Read through the data, and wherever a line holds the word "Avoid", write that line out.

[Records provided]

PR #4192, opened 2024-01-25
Initial pyright config

Avasam:
## Summary of changes
Work towards step 2 of https://github.com/pypa/setuptools/issues/2345#issuecomment-1627561833 . Non-trivial fixes should go in different PRs.
Merge https://github.com/pypa/setuptools/pull/3979 and #4257 first.
`npx -y pyright@latest . --pythonversion=3.8|3.12 --pythonplatform=Linux|Windows` results:
`0 errors, 418 warnings, 0 informations`

### Pull Request Checklist
- [x] Changes have tests (this is the test!)

[PR docs]:

### DIFF
--- a/.github/workflows/pyright.yml
+++ b/.github/workflows/pyright.yml
@@ -75,7 +75,7 @@ jobs:
           echo 'To run this test locally with npm pre-installed, run:'
           echo '> npx -y pyright@${{ env.PYRIGHT_VERSION }} --threads'
           echo 'You can also instead install "Pyright for Python" which will install npm for you:'
-          if [$PYRIGHT_VERSION == 'latest'] then
+          if [$PYRIGHT_VERSION == 'latest']; then
             echo '> pip install -U'
           else
             echo '> pip install pyright==${{ env.PYRIGHT_VERSION }}'
--- a/.github/workflows/pyright.yml
+++ b/.github/workflows/pyright.yml
@@ -70,7 +70,7 @@ jobs:
           python-version: ${{ matrix.python }}
           allow-prereleases: true
       - name: Install typed dependencies
-        run: python -m pip install .[core][type]
+        run: python -m pip install -e .[core][type]
       - name: Inform how to run locally
         run: |
           echo 'To run this test locally with npm pre-installed, run:'
--- a/.github/workflows/pyright.yml
+++ b/.github/workflows/pyright.yml
@@ -64,7 +64,6 @@ jobs:
     steps:
       - uses: actions/checkout@v4
       - name: Setup Python
-        id: python-install
         uses: actions/setup-python@v5
         with:
           python-version: ${{ matrix.python }}
@@ -86,3 +85,4 @@ jobs:
         uses: jakebailey/pyright-action@v2
         with:
           version: ${{ env.PYRIGHT_VERSION }}
+          extra-args: --threads
--- a/.github/workflows/pyright.yml
+++ b/.github/workflows/pyright.yml
@@ -44,21 +44,6 @@ jobs:
           - "3.12"
         platform:
           - ubuntu-latest
-          - macos-latest
-          - windows-latest
-        include:
-          - python: "3.9"
-            platform: ubuntu-latest
-          - python: "3.10"
-            platform: ubuntu-latest
-          - python: "3.11"
-            platform: ubuntu-latest
-          # Python 3.8, 3.9 are on macos-13 but not macos-latest (macos-14-arm64)
-          # https://github.com/actions/setup-python/issues/850
-          # https://github.com/actions/setup-python/issues/696#issuecomment-1637587760
-          - {python: "3.8", platform: "macos-13"}
-        exclude:
-          - {python: "3.8", platform: "macos-latest"}
     runs-on: ${{ matrix.platform }}
     timeout-minutes: 10
     steps:
--- a/.github/workflows/pyright.yml
+++ b/.github/workflows/pyright.yml
@@ -21,10 +21,10 @@ concurrency:
   cancel-in-progress: true
 
 env:
-  # pin pyright so a new version doesn't suddenly cause the CI to fail,
+  # pin pyright version so a new version doesn't suddenly cause the CI to fail,
   # until types-setuptools is removed from typeshed.
   # For help with static-typing issues, or pyright update, ping @Avasam
-  PYRIGHT_VERSION: "latest"
+  PYRIGHT_VERSION: "1.1.377"
 
   # Environment variable to support color support (jaraco/skeleton#66)
   FORCE_COLOR: 1
--- a/.github/workflows/pyright.yml
+++ b/.github/workflows/pyright.yml
@@ -75,7 +75,7 @@ jobs:
           echo 'To run this test locally with npm pre-installed, run:'
           echo '> npx -y pyright@${{ env.PYRIGHT_VERSION }} --threads'
           echo 'You can also instead install "Pyright for Python" which will install npm for you:'
-          if ['$PYRIGHT_VERSION' == 'latest']; then
+          if [ '$PYRIGHT_VERSION' == 'latest' ]; then
             echo '> pip install -U'
           else
             echo '> pip install pyright==${{ env.PYRIGHT_VERSION }}'
--- a/.github/workflows/pyright.yml
+++ b/.github/workflows/pyright.yml
@@ -69,7 +69,7 @@ jobs:
           python-version: ${{ matrix.python }}
           allow-prereleases: true
       - name: Install typed dependencies
-        run: python -m pip install -e .[core][type]
+        run: python -m pip install -e .[core,type]
       - name: Inform how to run locally
         run: |
           echo 'To run this test locally with npm pre-installed, run:'
--- a/.github/workflows/pyright.yml
+++ b/.github/workflows/pyright.yml
@@ -24,7 +24,7 @@ env:
   # pin pyright so a new version doesn't suddenly cause the CI to fail,
   # until types-setuptools is removed from typeshed.
   # For help with static-typing issues, or pyright update, ping @Avasam
-  PYRIGHT_VERSION: "1.1.377"
+  PYRIGHT_VERSION: "latest"
 
   # Environment variable to support color support (jaraco/skeleton#66)
   FORCE_COLOR: 1
@@ -75,12 +75,13 @@ jobs:
           echo 'To run this test locally with npm pre-installed, run:'
           echo '> npx -y pyright@${{ env.PYRIGHT_VERSION }} --threads'
           echo 'You can also instead install "Pyright for Python" which will install npm for you:'
-          if [$PYRIGHT_VERSION == 'latest']; then
+          if ['$PYRIGHT_VERSION' == 'latest']; then
             echo '> pip install -U'
           else
             echo '> pip install pyright==${{ env.PYRIGHT_VERSION }}'
           fi
           echo 'pyright --threads'
+        shell: bash
       - name: Run pyright
         uses: jakebailey/pyright-action@v2
         with:
--- a/.github/workflows/pyright.yml
+++ b/.github/workflows/pyright.yml
@@ -1,0 +1,88 @@
+# Split workflow file to not interfere with skeleton
+name: pyright
+
+on:
+  merge_group:
+  push:
+    branches-ignore:
+    # temporary GH branches relating to merge queues (jaraco/skeleton#93)
+    - gh-readonly-queue/**
+    tags:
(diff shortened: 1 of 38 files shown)


.github/workflows/main.yml
```diff
@@ -34,6 +34,24 @@ env:
...
+        - ubuntu-latest
+        - macos-latest
+        - windows-latest
+    runs-on: ${{ matrix.platform }}
+    steps:
+      - uses: actions/checkout@v4
+      - uses: jakebailey/pyright-action@v2
+        with:
+          python-version: ${{ matrix.python }}
+
```
Avasam, line 54: I know this isn't how you usually do your tests. I'm using it as a placeholder. I need a hand ensuring mypy and pyright are run as part of your testing setup.

setuptools/command/build.py
```diff
@@ -138,3 +143,4 @@ def get_output_mapping(self) -> Dict[str, str]:
         Destination files should be strings in the form of
         ``"{build_lib}/destination/file/path"``.
         """
+        ...
```
Avasam, line 146: Refer to https://github.com/microsoft/pyright/issues/6487

.github/workflows/main.yml
abravalheri: Hi @Avasam , does simply adding `pytest-mypy` to the `testing` `extras_require` config (in `setup.cfg` I suspect) does not work for now?

abravalheri (commented):
Hi @Avasam , thank you very much for the efforts in this field. I understand that this is a wipe, but I left a few comments, hopefully that is fine with you.

setuptools/command/build.py
abravalheri: I see the problem here is because we are talking specifically about prototypes, and the spec says:

> Bodies of protocol methods are type checked.

That is a bit disappointing... These pesky ellipsis can be annoying

.github/workflows/main.yml
Avasam: It's already there https://github.com/pypa/setuptools/blob/main/setup.cfg#L50 , so if it was used, it should already have been failing.
Unless the CI is running on PyPy ?

Avasam: I figured it out, it was indeed never run, you need to explicitly specify the `--mypy` flag to pytest. Also this installs and runs fine on PyPy now (dropping Python 3.7 support and AST from Mypy probably helped). Other than https://github.com/abravalheri/validate-pyproject/pull/159

Avasam: On the note of pytest integration:
I just tried out `pytype-pyright` but it didn't fail where `mypy`, `pytest-mypy`, `jakebailey/pyright-action` and `pyright` did, even after setting `--pyright-dir .` on the pytest command line. So I'm not sure I can trust it for this use (it was also developed for internal use in a different project)

Avasam:
The hundreds of `information: Analysis of function "..." is skipped because it is unannotated` are probably quite undesirable (we just started an error to remove spam in logs from `EncodingWarning`...) so I've opened https://github.com/microsoft/pyright/issues/7415

mypy.ini
```diff
@@ -23,9 +23,10 @@ disable_error_code = attr-defined
 
 # - Avoid raising issues when importing from "extern" modules, as those are added to path dynamically.
 #   https://github.com/pypa/setuptools/pull/3979#discussion_r1367968993
+# - distutils doesn't exists on Python 3.12 (stdlib) and mypy won't see the distutils hack.
```
Avasam, line 26:
```suggestion
```

setup.cfg
```diff
@@ -73,7 +73,9 @@ testing =
 	# for tools/finalize.py
 	jaraco.develop >= 7.21; python_version >= "3.9" and sys_platform != "cygwin"
 	pytest-home >= 0.5
-	mypy==1.9  # pin mypy version so a new version doesn't suddenly cause the CI to fail
+  # pin type-checkers so a new version doesn't suddenly cause the CI to fail
```
Avasam, line 76:
```suggestion
	# pin type-checkers so a new version doesn't suddenly cause the CI to fail
```

pyrightconfig.json
```diff
@@ -0,0 +1,36 @@
...
+	"enableTypeIgnoreComments": true,
+	"typeCheckingMode": "basic",
+	// Avoid raising issues when importing from "extern" modules, as those are added to path dynamically.
+	// https://github.com/pypa/setuptools/pull/3979#discussion_r1367968993
+	"reportMissingImports": "none",
+	// Too many issues caused by vendoring and dynamic patching, still worth fixing when we can
+	"reportAttributeAccessIssue": "warning",
+	// Dynamically defined module-level variables declared as None in pkg_resources lead to a lot of false-positives
+	// TODO: Fix how these variables are typed
+	"reportOptionalCall": "warning",
```
Avasam, line 25: The following PRs work towards this:
- https://github.com/pypa/setuptools/pull/4258
- https://github.com/pypa/setuptools/pull/4258

setuptools/_reqs.py
```diff
@@ -28,15 +28,13 @@ def parse_strings(strs: _StrOrIter) -> Iterator[str]:
...
 @overload
 def parse(strs: _StrOrIter) -> Iterator[Requirement]: ...
-
-
 @overload
 def parse(strs: _StrOrIter, parser: Callable[[str], _T]) -> Iterator[_T]: ...
-
-
-def parse(strs, parser=parse_req):
+def parse(strs: _StrOrIter, parser: Callable[[str], _T] = parse_req) -> Iterator[_T]:  # type: ignore[arg-type]
```
Avasam, line 37: xref https://github.com/python/mypy/issues/3737

pyrightconfig.json
```diff
@@ -0,0 +1,31 @@
...
+	"enableTypeIgnoreComments": true,
+	"typeCheckingMode": "basic",
+	// Too many issues caused by dynamic patching, still worth fixing when we can
+	"reportAttributeAccessIssue": "warning",
+	// Fails on Python 3.12 due to missing distutils and on cygwin CI tests
+	"reportMissingImports": "warning",
+	// FIXME: A handful of reportOperatorIssue spread throughout the codebase
+	"reportOperatorIssue": "warning",
+	// Almost all of these are caused by jaraco.path.build's spec argment not being a Mapping
+	"reportArgumentType": "warning",
```
Avasam, line 23: Relates to https://github.com/jaraco/jaraco.path/issues/2
Although a targeted fix is sufficient. It doesn't need to be fully typed.

pyrightconfig.json
```diff
@@ -0,0 +1,32 @@
...
+	"reportAttributeAccessIssue": "warning",
+	// Fails on Python 3.12 due to missing distutils and on cygwin CI tests
+	"reportAssignmentType": "warning",
+	"reportMissingImports": "warning",
+	"reportOptionalCall": "warning",
+	// FIXME: A handful of reportOperatorIssue spread throughout the codebase
+	"reportOperatorIssue": "warning",
+	// Deferred initialization (initialize_options/finalize_options) causes many "potentially None" issues
+	// TODO: Fix with type-guards or by changing how it's initialized
+	"reportArgumentType": "warning", // A lot of these are caused by jaraco.path.build's spec argment not being a Mapping https://github.com/jaraco/jaraco.path/pull/3
```
Avasam, line 26: Relates to https://github.com/jaraco/jaraco.path/issues/2
Although a targeted fix is sufficient. It doesn't need to be fully typed.

I opened https://github.com/jaraco/jaraco.path/pull/3 to resolve this comment

setuptools/command/build.py
Avasam: Further discussion: https://github.com/astral-sh/ruff/issues/8756#issuecomment-1817575511 . It does seem to be more accurate to spec. Ruff was also updated to not strip ellipses in Protocols in https://github.com/astral-sh/ruff/releases/tag/v0.1.6

pyrightconfig.json
```diff
@@ -0,0 +1,32 @@
...
+	"reportAttributeAccessIssue": "warning",
+	// Fails on Python 3.12 due to missing distutils and on cygwin CI tests
+	"reportAssignmentType": "warning",
+	"reportMissingImports": "warning",
+	"reportOptionalCall": "warning",
+	// FIXME: A handful of reportOperatorIssue spread throughout the codebase
+	"reportOperatorIssue": "warning",
+	// Deferred initialization (initialize_options/finalize_options) causes many "potentially None" issues
+	// TODO: Fix with type-guards or by changing how it's initialized
+	"reportArgumentType": "warning", // A lot of these are caused by jaraco.path.build's spec argument not being a Mapping https://github.com/jaraco/jaraco.path/pull/3
```
abravalheri, line 26: I am assuming that `pyright` is OK with syntactically incorrect JSON files (the JSON spec does not include any forms of comment).

I think they are fine and useful. As long as we don't get an error for using them I am completely OK.

setuptools/config/_apply_pyprojecttoml.py
```diff
@@ -275,7 +275,7 @@ def _valid_command_options(cmdclass: Mapping = EMPTY) -> dict[str, set[str]]:
     return valid_options
 
 
-def _load_ep(ep: metadata.EntryPoint) -> tuple[str, type] | None:
+def _load_ep(ep: metadata.EntryPoint) -> tuple[str, ModuleType] | None:
```
abravalheri, line 278: In general, `_load_ep` could return `tuple[str, Any]` actually, because they can point to any attribute inside of any module, right?

But in this particular file `_load_ep` will always load a class (which should be a subclass of `Command` or at least mimic the same protocol).

tox.ini
```diff
@@ -6,6 +6,7 @@ setenv =
 	PYTHONWARNDEFAULTENCODING = 1
 	SETUPTOOLS_ENFORCE_DEPRECATION = {env:SETUPTOOLS_ENFORCE_DEPRECATION:1}
 commands =
+	pyright --threads
```
abravalheri, line 9: I am really sorry @Avasam, I had a change of heart at this.

It seems that when you install `pyright`, it [automatically install NodeJS](https://github.com/RobertCraigie/pyright-python?tab=readme-ov-file#how-pyright-for-python-works). That is a huge undertake: it is a separated programming language/environment and it does seem excessive to automatically add that to the contributors' machines (or mine).

In this scenario, I am reconsidering the first approach that you suggested (adding a new workflow to the CI). That might work better.

I am thinking that if we have a separated workflow file, it would not interfere with `skeleton`. That might be the best scenario.

setuptools/config/_apply_pyprojecttoml.py
Avasam: Ah, I see how `importlib_metadata.EntryPoint.load`'s `functools.reduce` led me astray
`importlib.metadata.EntryPoint.load` is correctly typed as `Any` in typeshed, but `importlib_metadata.EntryPoint.load` kept the `ModuleType` inference

tox.ini
Avasam: > I am reconsidering the first approach that you suggested (adding a new workflow to the CI). That might work better.
> I am thinking that if we have a separated workflow file, it would not interfere with skeleton. That might be the best scenario.

I am 100% for this solution and is my preference as well !

Avasam: Ok so here's a workflow file without touching `tox.ini` or `.github/workflows/main.yml`, or referencing pyright in `pyproject.toml`.

Incidentally it also won't be picked-up by the `collateral` job.

.github/workflows/pyright.yml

[/Records provided]

Answer to the exercise:
 # - Avoid raising issues when importing from "extern" modules, as those are added to path dynamically.
+	// Avoid raising issues when importing from "extern" modules, as those are added to path dynamically.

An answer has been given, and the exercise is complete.